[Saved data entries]
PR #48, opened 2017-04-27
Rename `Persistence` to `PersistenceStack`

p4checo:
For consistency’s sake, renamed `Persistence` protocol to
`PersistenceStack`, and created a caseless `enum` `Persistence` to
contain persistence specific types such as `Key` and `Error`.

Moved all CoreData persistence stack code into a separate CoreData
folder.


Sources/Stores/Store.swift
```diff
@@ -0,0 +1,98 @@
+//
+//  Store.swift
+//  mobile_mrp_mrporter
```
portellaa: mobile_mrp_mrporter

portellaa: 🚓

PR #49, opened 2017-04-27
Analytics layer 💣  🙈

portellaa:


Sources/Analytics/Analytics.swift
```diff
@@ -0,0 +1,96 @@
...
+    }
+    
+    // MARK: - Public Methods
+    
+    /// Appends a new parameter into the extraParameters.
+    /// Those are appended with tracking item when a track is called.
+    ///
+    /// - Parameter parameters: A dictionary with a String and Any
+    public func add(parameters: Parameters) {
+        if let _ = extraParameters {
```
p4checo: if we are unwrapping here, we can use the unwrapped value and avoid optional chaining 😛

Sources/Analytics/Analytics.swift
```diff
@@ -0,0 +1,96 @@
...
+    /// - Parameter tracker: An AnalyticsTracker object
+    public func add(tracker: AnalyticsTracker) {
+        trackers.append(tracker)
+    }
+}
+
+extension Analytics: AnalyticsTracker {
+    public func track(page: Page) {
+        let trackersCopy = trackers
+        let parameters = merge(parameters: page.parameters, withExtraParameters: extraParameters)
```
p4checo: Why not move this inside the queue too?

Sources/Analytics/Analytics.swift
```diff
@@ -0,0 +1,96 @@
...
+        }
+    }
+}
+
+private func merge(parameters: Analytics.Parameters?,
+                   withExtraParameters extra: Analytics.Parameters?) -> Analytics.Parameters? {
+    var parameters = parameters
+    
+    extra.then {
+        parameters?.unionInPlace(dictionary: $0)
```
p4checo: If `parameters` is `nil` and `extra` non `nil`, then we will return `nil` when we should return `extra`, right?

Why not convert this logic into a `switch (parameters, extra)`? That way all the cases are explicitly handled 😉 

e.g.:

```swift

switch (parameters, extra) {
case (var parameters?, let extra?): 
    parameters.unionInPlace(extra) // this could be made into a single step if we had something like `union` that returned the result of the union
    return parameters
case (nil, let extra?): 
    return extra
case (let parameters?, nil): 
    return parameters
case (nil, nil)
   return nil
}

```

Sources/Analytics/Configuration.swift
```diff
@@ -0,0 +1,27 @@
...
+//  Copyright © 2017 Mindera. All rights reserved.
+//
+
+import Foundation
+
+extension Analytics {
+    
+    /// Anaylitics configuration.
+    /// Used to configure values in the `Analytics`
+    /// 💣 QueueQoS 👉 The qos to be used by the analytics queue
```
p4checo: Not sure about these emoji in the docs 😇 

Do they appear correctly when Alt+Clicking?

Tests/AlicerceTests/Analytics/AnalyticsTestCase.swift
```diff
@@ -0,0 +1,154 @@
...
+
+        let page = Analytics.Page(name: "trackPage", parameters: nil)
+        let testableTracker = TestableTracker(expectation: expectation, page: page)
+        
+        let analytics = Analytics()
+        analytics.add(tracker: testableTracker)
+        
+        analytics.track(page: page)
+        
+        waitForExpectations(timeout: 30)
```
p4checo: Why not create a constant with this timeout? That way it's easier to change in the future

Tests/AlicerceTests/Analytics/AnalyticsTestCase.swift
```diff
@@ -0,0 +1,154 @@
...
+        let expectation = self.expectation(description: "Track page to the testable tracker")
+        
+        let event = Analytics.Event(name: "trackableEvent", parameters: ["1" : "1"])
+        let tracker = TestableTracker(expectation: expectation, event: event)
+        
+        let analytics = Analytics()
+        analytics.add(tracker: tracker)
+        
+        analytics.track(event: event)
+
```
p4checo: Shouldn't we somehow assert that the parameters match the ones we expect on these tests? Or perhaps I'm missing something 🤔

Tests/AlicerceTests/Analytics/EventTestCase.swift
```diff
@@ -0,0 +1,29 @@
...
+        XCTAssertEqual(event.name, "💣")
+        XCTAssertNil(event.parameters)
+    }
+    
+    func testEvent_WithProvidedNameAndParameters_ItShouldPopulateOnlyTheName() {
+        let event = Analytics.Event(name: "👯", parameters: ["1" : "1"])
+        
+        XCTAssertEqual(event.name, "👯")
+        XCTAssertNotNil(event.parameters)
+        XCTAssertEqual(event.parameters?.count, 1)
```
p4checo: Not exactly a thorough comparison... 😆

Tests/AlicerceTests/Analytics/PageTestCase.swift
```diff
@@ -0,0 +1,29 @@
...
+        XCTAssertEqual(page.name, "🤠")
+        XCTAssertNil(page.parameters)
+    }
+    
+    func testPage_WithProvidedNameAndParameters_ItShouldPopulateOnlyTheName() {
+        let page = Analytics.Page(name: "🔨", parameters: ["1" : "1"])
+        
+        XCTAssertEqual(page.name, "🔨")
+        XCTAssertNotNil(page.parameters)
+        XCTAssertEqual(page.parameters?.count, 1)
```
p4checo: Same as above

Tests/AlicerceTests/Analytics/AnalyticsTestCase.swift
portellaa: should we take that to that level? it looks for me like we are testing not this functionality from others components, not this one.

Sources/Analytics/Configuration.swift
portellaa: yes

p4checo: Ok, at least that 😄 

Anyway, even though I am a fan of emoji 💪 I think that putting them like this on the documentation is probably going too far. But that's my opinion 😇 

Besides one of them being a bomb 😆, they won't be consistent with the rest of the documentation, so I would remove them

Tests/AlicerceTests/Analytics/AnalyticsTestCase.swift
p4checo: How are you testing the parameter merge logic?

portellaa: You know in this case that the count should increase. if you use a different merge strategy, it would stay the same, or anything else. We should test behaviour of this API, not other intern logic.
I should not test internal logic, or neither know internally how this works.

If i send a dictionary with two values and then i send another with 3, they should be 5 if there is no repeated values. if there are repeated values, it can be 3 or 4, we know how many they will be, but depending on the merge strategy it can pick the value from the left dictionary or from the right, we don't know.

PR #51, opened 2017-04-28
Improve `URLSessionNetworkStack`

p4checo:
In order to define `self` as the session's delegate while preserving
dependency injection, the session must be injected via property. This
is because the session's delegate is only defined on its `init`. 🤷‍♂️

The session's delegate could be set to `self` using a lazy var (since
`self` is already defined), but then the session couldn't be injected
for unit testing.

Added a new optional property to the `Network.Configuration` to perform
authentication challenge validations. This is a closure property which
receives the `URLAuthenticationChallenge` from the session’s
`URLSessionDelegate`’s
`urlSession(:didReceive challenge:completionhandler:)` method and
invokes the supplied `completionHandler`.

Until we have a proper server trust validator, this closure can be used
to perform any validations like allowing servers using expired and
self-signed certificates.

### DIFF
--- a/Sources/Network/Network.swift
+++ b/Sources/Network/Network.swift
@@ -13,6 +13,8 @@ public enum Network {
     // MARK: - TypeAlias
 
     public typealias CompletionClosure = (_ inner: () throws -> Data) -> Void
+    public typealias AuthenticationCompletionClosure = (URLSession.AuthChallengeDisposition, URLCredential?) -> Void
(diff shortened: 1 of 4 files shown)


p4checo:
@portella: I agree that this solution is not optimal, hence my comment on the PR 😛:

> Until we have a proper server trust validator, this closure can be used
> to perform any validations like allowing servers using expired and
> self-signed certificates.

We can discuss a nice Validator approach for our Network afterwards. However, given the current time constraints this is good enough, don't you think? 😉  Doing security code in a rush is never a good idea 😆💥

Work instruction:
Repeat only the lines above, from the first line of the entries through the line that contains "p4checo: if we", including both ends.

Result:
PR #48, opened 2017-04-27
Rename `Persistence` to `PersistenceStack`

p4checo:
For consistency’s sake, renamed `Persistence` protocol to
`PersistenceStack`, and created a caseless `enum` `Persistence` to
contain persistence specific types such as `Key` and `Error`.

Moved all CoreData persistence stack code into a separate CoreData
folder.


Sources/Stores/Store.swift
```diff
@@ -0,0 +1,98 @@
+//
+//  Store.swift
+//  mobile_mrp_mrporter
```
portellaa: mobile_mrp_mrporter

portellaa: 🚓

PR #49, opened 2017-04-27
Analytics layer 💣  🙈

portellaa:


Sources/Analytics/Analytics.swift
```diff
@@ -0,0 +1,96 @@
...
+    }
+    
+    // MARK: - Public Methods
+    
+    /// Appends a new parameter into the extraParameters.
+    /// Those are appended with tracking item when a track is called.
+    ///
+    /// - Parameter parameters: A dictionary with a String and Any
+    public func add(parameters: Parameters) {
+        if let _ = extraParameters {
```
p4checo: if we are unwrapping here, we can use the unwrapped value and avoid optional chaining 😛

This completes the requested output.